─── Input
PR #322, opened 2017-09-04
pmap classes raise exception if initialized with empty dicts

abotas:
Pmap constructors: S1, S2, S2Si, S1Pmt, S2Pmt will now raise an exception when given empty dicts to initialize. Previously if we had an empty s2, we would call and initialize an empty S2Pmt --> S2 --> S12. This is now avoided. 

If the constructor is called to build a peaks out of empty dictionaries, the constructor now raises `InitializeEmptyPmapObject` which must be caught. 

The general flow of things has changed such that where previously if there were no s2 in an event, IC would pass around empty s2, s2si, and s2pmt, Now we just pass around `None`.

This PR merely creates this exception and catches it throughout the codebase where necessary.

### DIFF
--- a/invisible_cities/evm/pmaps_test.py
+++ b/invisible_cities/evm/pmaps_test.py
@@ -2,6 +2,7 @@ import numpy as np
 
 from numpy.testing import assert_equal
 from pytest        import mark
+from pytest        import raises
 
 from hypothesis             import given
 from hypothesis.strategies  import floats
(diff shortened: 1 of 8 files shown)


jjgomezcadenas:
Please add a test (raise the exception, then catch it!) :)!

jacg:
Don't catch it, use the high-level tools we have for the job:

    from pytest import raises

    with raises(InitializeEmptyMapObject):
        <create the situation which you expect to raise the exception>

abotas:
ok @jjgomezcadenas and ok @jacg

abotas:
Done and travis passed

jacg:
The last commit introduces 7 tests which are essentially identical. Please turn them into a single parametrized etst.

abotas:
ok- done

jacg:
Please use `pytest.mark.parametrize` with the callables and corresponding args-tuples as the parameters.

What you have works, but it's an ad-hoc low-level solution to a common problem for which pytest provides a high-level solution.

jacg:
@abotas Also, please check your gmail spam.

jjgomezcadenas (approved):
Home work done following Master's instructions. I hereby raise your level of Karma.

invisible_cities/evm/pmaps_test.py
```diff
@@ -293,3 +298,16 @@ def test_pmt_total_energy():
...
+     (({},  ), S1    ),
+     (({},  ), S2    ),
+     (({},  ), S12   ),
+     (({},{}), S2Si  ),
+     (({},{}), S1Pmt ),
+     (({},{}), S2Pmt ),
+     (({},{}), S12Pmt)))
+def test_pmap_constructors_raise_exception_when_initialized_with_empty_dicts(args, constructor):
+    with raises(InitializedEmptyPmapObject):
+        constructor(*args)
```
jacg: Interesting choice of order: given that in Python syntax the callable precedes its arguments, I would have put the callables *before* the arguments in the parametrization.

This way around works, but it looks a bit weird.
──────
**Assignment**: Reproduce only this range: the first line of the data above through the line with "Pmap constructors: S1, S2, S2Si, S1Pmt, S2Pmt", both included, exactly as written.

**Response**:
PR #322, opened 2017-09-04
pmap classes raise exception if initialized with empty dicts

abotas:
Pmap constructors: S1, S2, S2Si, S1Pmt, S2Pmt will now raise an exception when given empty dicts to initialize. Previously if we had an empty s2, we would call and initialize an empty S2Pmt --> S2 --> S12. This is now avoided. 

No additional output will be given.